Amputation and Heat Shock
Culture of Xenopus laevis tadpoles has been described previously (Barker and Beck, 2009). Animals were staged according to Nieuwkoop and Faber, 1967. Briefly, stage (st.) 48 marks the emergence of hindlimbs, st. 50 the forelimbs, st. 52 the appearance of the ankle joint, and st. 53–54 the paddle stage. Hindlimb amputations at the level of the future knee were carried out at st. 52 under anaesthetic (1/4,000 w/v MS222, Sigma, St. Louis, MO), generally unilaterally on the right-hand side. Tail partial amputations involved the removal of one third of the tail at stage 50 under anaesthetic. Where applicable, transgene activation by means of heat shock was initiated by immersing tadpoles in water at 34°C for 30 min, followed by return to normal aquarium temperature (25°C).

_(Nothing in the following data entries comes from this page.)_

PR #107, opened 2026-09-01
Coach Health A1: the quality loop runs with the dashboard closed

### LINKED ISSUE #106: Coach Health A1: automatic production-quality loop
## Objective
Turn the existing Coach Health from a dashboard that evaluates only when opened into an automatic internal production-quality loop, without creating a V3 dashboard or a new judging architecture.

Base from current `main` (`25b2232`). Work on a separate branch/PR. Do not touch Cut C1.

## Product contract
Tester/customer turns should be evaluated automatically from existing production evidence even when nobody has the dashboard open.

The loop is:

`real turn -> existing turn ledger/evidence -> existing Coach Health rules -> durable candidate/coverage state -> existing dashboard/admin API`

A candidate is evidence to inspect, never an automatic verdict. Do not auto-fix code or auto-message customers.

## Required first trace
Before editing, trace the current chain:

`turn handling -> turn_ledger -> Coach Health rule evaluation -> /api/admin/coach-health/* -> dashboard`

Identify exactly what currently happens only on read and what existing durable admin/state mechanisms can be reused for background evaluation.

If current persistence cannot express durable candidates/coverage without a new table or new authority, STOP and report the precise insufficiency before inventing one.

## Scope
1. Add the smallest background/scheduled execution path using the existing scheduler/job conventions so Coach Health evaluates without the dashboard being open.
2. Reuse the existing rule engine and existing dashboard/API. No V3.
3. Persist or reuse existing durable state so the dashboard can show the latest automatic evaluation/coverage without recomputing everything only on page-open.
4. Restore/minimally reintroduce the production-proven `reply-contradicts-itself` detector. Exact production shape: a reply refuses to call a weight trend and then asserts a directional weight trend in the same response.
5. Include enough provenance in a candidate to identify the turn/client/build using fields the system already records.
6. Prevent duplicate candidate spam across repeated background runs.

## Do not build
- no model judge
- no universal semantic checker
- no new central brain/orchestrator
- no new dashboard version
- no speculative detector suite
- no broad telemetry rewrite
- no Cut C/state changes
- no Defects 2/3 work
- no release-governor cleanup

If async/proactive sends are not currently represented in the evidence Coach Health consumes, record that as explicit remaining coverage debt unless the existing ledger already supports them cleanly. Do not widen A1 into a new observability architecture.

## Acceptance
- Coach Health evaluation runs automatically with the dashboard closed.
- Reopening `/coach-health` shows the latest automatic result/coverage from existing durable state.
- The exact observed refuse-then-assert weight reply is automatically surfaced as a candidate.
- A normal non-contradictory weight reply does not trigger.
- Re-running the job does not create duplicate candidate spam.
- Existing manual dashboard/API behavior remains available.
- Existing tester -> turn ledger path remains unchanged.
- TypeScript + focused Coach Health/background-job tests pass.
- Architecture/file guards must not get worse; do not raise budgets.

## Delivery
Open one PR. Report only: first divergence, existing primitives reused, files changed, automatic-run contract, detector regression/control, focused verification, explicit remaining coverage debt. Then STOP.

Claude is the maker for this issue while Codex builds Cut C1. Codex/CTO will review the resulting PR independently.

ButiMM:
Closes #106. Base `25b2232`.

```
real turn → turn_ledger → the same rules → scheduler_state → the same dashboard
```

## First divergence

The rules were not the problem and neither was the evidence — `turn_ledger` already persists everything the invariants read. What happened **only on read** was the *evaluation*: clustering, candidate refs and coverage counts were computed inside the request handler and thrown away with the response.

The file said so itself, as a deliberate design note: *"There is no second store and no background job."* That is exactly what made a weekend of real turns accumulate as evidence nobody had evaluated.

## Existing primitives reused — no new table, no new authority

| primitive | use |
|---|---|
| `turn_ledger` | unchanged; still the only evidence |
| `COACH_HEALTH_RULES` / `COACH_HEALTH_INVARIANTS` | unchanged; the same rule engine |
| `candidateSignature` / `candidateRef` | unchanged; clustering and stable `CH-xxxx` handles |
| `scheduler_state` (`text` key/value) | one snapshot via `saveState`/`loadState` |
| scheduler `safe()` + `cron` + leader lock | the run path, and what stops a second replica repeating it |

**The issue's STOP condition did not trigger:** durable candidates and coverage are expressible with what exists.

### What was deliberately *not* reused

`turn_ledger.failureCategory`, `lifecycleStatus` and `fixRef` are durable per-turn fields and would have been the obvious place to mark a candidate. **They belong to human adjudication** through `PATCH /api/admin/turns/:id`. A job writing them puts a second author on the verdict — the defect this project has spent the week removing. The sweep writes one snapshot and nothing else. No auto-fix, no auto-message, no model.

## Files changed

- `server/routes/admin-turns.ts` — brief body extracted to `buildCoachHealthBrief()`, now called by both the endpoint and the job; `runCoachHealthSweep()`; `reply-contradicts-itself` restored.
- `server/scheduler.ts` — hourly registration at `:30`.
- `script/tracking-contract-tests.ts` — detector pair + loop tests.

Copying the brief into the job would have been the third *"mirrors X exactly"* in this codebase, after `logStepsForUser` and the template sender in Cut B2. One definition of what a candidate is.

## Automatic-run contract

`cron.schedule("30 * * * *")` → `safe("runCoachHealthSweep", …)`. Reads the ledger, runs pure rules, writes one `scheduler_state` snapshot: `at`, coverage, the ranked head with turn/build provenance, and `seenRefs`. **Dedup lives in the snapshot** — a re-run announces only refs it has not announced before, and refs are derived from cluster identity so they are stable across runs by construction.

Manual behaviour untouched: opening the page still evaluates the live window; the stored sweep is added alongside as `lastSweep`.

## Detector regression + controls

Restored from the parked branch with the production instance that justified it — one reply refusing to call a weight trend and then asserting one. Its **healthy control is the same refusal *without* the assertion** — the shape #102 makes the coach produce — so the detector cannot punish the repair.

| control | result |
|---|---|
| detector removed | **RED** — observed reply never reaches the queue; sweep finds nothing |
| dedup removed | **RED** — `re-announced 1 candidate(s) it had already reported` |
| persistence removed | **RED** — `left nothing durable behind` |
| healthy weight reply | must produce **no** new candidate — guards against "always report something" |

Observed run: `1 turns, 1 candidate(s), 1 new — CH-E17F` → re-run `none new` → clean window `0 candidate(s)`.

## Focused verification

```
tsc --noEmit         clean
tracking-contract    green
unit-tests           1049/1049
production-parity    142/142
reach guard          green
cut-a-regression     pass

architecture guard   BYTE-IDENTICAL to main
file-size guard      BYTE-IDENTICAL to main
```

No new module (the sweep lives with the rules it runs), no new regex literal — both counters sit at zero headroom and neither moved. No budget raised.

## Remaining coverage debt — recorded, not hidden

- **Proactive/async sends are not in `turn_ledger`**, so the sweep sees replies and not the 06:00 fan-out. Not widened here.
- **The claimant is still not stamped on a turn** — Coach Health's own header already records this; a claim defect whose reply looks plausible stays invisible.

---

### DIFF
--- a/client/src/pages/coach-health.tsx
+++ b/client/src/pages/coach-health.tsx
@@ -178,6 +178,16 @@ interface BriefPayload {
   builds: Array<{ version: string; turns: number }>;
   buildWarning: string | null;
   disclaimer: string;
+  // THE LAST AUTOMATIC RUN (Coach Health A1). Everything above is recomputed when this page is
+  // opened; this is what the hourly sweep found while it was closed, read from scheduler_state.
+  // Null until the first sweep has run — a fresh deploy has not swept yet, and saying so is the
+  // point: an empty band would read as "nothing wrong" rather than "nothing has looked".
+  lastSweep: {
+    at: string; windowDays: number; turns: number; clients: number;
+    knownRegressions: number; buildWarning: string | null;
+    candidates: Array<{ id: string; label: string; priority: string; turns: number; clients: number }>;
+    fresh: string[];
+  } | null;
 }
 
 const PRIORITY_CHIP: Record<string, string> = {
@@ -210,6 +220,52 @@ function MorningBrief({ days }: { days: number }) {
           {data.knownRegressions} known regression{data.knownRegressions === 1 ? "" : "s"} ·{" "}
           {data.candidates.length} candidate pattern{data.candidates.length === 1 ? "" : "s"}
         </p>
+        <p className="text-xs text-muted-foreground mt-1">Recomputed now, for the last {data.windowDays} day{data.windowDays === 1 ? "" : "s"}.</p>
+      </div>
+
+      {/* THE AUTOMATIC RUN, kept visibly separate from the live window above. Without this the
+          background loop is invisible to the operator and A1's whole claim is unverifiable from
+          the page — which is what a reviewer caught on the first version of this cut. */}
+      <div className="mb-5 p-3 rounded-md border bg-muted/30">
+        <div className="flex items-center justify-between gap-3 flex-wrap">
+          <span className="text-sm font-semibold">🤖 Last automatic run</span>
+          {data.lastSweep ? (
+            <span className="text-xs text-muted-foreground font-mono">{new Date(data.lastSweep.at).toLocaleString()}</span>
+          ) : null}
+        </div>
+        {data.lastSweep ? (
+          <>
+            <p className="text-sm text-muted-foreground mt-1">
+              {data.lastSweep.turns.toLocaleString()} turns · {data.lastSweep.clients} client{data.lastSweep.clients === 1 ? "" : "s"} ·{" "}
+              {data.lastSweep.knownRegressions} known regression{data.lastSweep.knownRegressions === 1 ? "" : "s"} ·{" "}
+              {data.lastSweep.candidates.length} candidate pattern{data.lastSweep.candidates.length === 1 ? "" : "s"}
+              {" "}· window {data.lastSweep.windowDays}d
+            </p>
+            {data.lastSweep.fresh.length > 0 ? (
+              <p className="text-sm mt-2">
+                <span className="text-xs px-2 py-0.5 rounded border bg-rose-100 text-rose-700 border-rose-200">
+                  {data.lastSweep.fresh.length} new
+                </span>{" "}
+                <span className="font-mono text-xs text-muted-foreground">{data.lastSweep.fresh.join(" · ")}</span>
+              </p>
+            ) : (
+              <p className="text-sm text-muted-foreground mt-2 italic">Nothing new since the run before it.</p>
+            )}
+            {data.lastSweep.candidates.length > 0 && (
+              <div className="text-xs text-muted-foreground mt-2 space-y-0.5">
+                {data.lastSweep.candidates.slice(0, 5).map(c => (
+                  <div key={c.id} className="truncate">
+                    <span className="font-mono">{c.id}</span> · {c.label} · {c.clients} client{c.clients === 1 ? "" : "s"}, {c.turns} turn{c.turns === 1 ? "" : "s"}
+                  </div>
+                ))}
+              </div>
+            )}
+          </>
+        ) : (
+          <p className="text-sm text-muted-foreground mt-1 italic">
+            The background sweep has not run yet — nothing here has been evaluated automatically.
+          </p>
+        )}
       </div>
 
       {data.buildWarning && (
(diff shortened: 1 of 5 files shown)


ButiMM (commented):
BLOCKER BEFORE MERGE — A1's backend snapshot is durable, but the acceptance contract is not complete in the current PR. `GET /api/admin/coach-health/brief` now returns `lastSweep`, yet `client/src/pages/coach-health.tsx` was not changed: `BriefPayload` has no `lastSweep` field and `MorningBrief` renders only the live recomputation (`data.candidates`, `data.turns`, etc.). Therefore reopening `/coach-health` does not actually show what the last automatic background run found; the stored sweep is invisible to the operator.

Required correction only: minimally surface the existing `lastSweep` on the existing Coach Health page (no V3, no new dashboard architecture). It must visibly distinguish the automatic run from the live window and show at least run time/coverage + candidate/new-candidate signal sufficient to prove the background loop ran while the page was closed. Add a focused UI/API contract test if there is an existing lightweight place for it; do not widen scope. Keep all existing manual live evaluation behavior. Then rerun TypeScript + focused Coach Health tests/guards and push to this PR.

ButiMM:
CTO BLOCKER — acceptance criterion not yet closed.

The automatic sweep persists `lastSweep` and the brief endpoint returns it, but `client/src/pages/coach-health.tsx` does not read or render `lastSweep` at all. That means the background loop can run correctly while the dashboard still does not show what the last automatic run found while nobody was looking.

Fix only this acceptance gap:
- extend the existing `BriefPayload`/MorningBrief rendering to surface the stored last sweep clearly (last run time, coverage/turn count, fresh candidates / ranked candidate head or an equally minimal faithful presentation);
- do not create a new dashboard version or duplicate the live queue;
- preserve manual live recomputation;
- add a focused regression proving the API/dashboard contract is wired;
- do not touch Cut C1 or broaden Coach Health architecture.

Push to #107 and stop. CI remains the gate.

ButiMM:
CTO BLOCKER — one branch-introduced CI failure remains on head 7209716.

GitHub Actions shows `unit-tests: 1050/1050 passed`, but the suite then hangs until the 600s timeout. This did NOT happen on 8ecc1c8 (1049/1049 exited normally). The only new unit case dynamically imports `../server/routes/admin-turns` solely to assert `runCoachHealthSweep` exists; that import leaves runtime handles open in this harness.

Fix only the test mechanism. Do not change Coach Health product behavior or the UI. Because this new test is explicitly source-shaped, verify the exported sweep contract without dynamically importing the server module (e.g. inspect source/export shape), then rerun unit + tsc + focused Coach Health test. The unit process itself must exit normally.

Standing file-size/architecture reds and the absent normalizer corpus are not this blocker. Push #107 and STOP.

All animal experiments were subject to New Zealand's animal welfare standards for vertebrates and were reviewed by the University of Otago Animal Ethics Committee. The Committee approved all experiments under protocol AEC78/06.
In Situ Hybridisation
Note that limbs are presented with posterior uppermost as this results from the orientation of Xenopus tadpoles with anterior to the left and dorsal uppermost as per convention. This results in an apparent inversion of the AP axis during developing limb stages; shh and the ZPA are therefore localised on the upper side of the limb. Probes were synthesised as described in Lynch et al. (2010). Whole-mount in situ hybridisation of embryos and tadpoles was performed as previously described (Beck and Slack, 1998), with the following modifications. Heads, tails, and the viscera of tadpoles were removed post-fixation and before hybridisation, to reduce the target area for probes. Tadpoles at different developmental stages were treated with 10 μg/ml proteinase K as follows, with the time of treatment (min) in parentheses: st. 51 (15), st. 52 (20), st. 53 (25), st. 54 (30), blastemas (5), or with 20 or 40 μg/ml proteinase K for 30 min (st. 55–56 and st. 57, respectively).
The authors thank Amy Armstrong for frog colony care and past lab members Esther Pearl, Robert Trought, Donna Barker, Sarah Holman, and Tamsin Jones for advice and support. C.B. also thanks the three anonymous reviewers of this article for their expert, helpful, and constructive comments. This work was funded by a University of Otago Research Grant (2008) to C.B.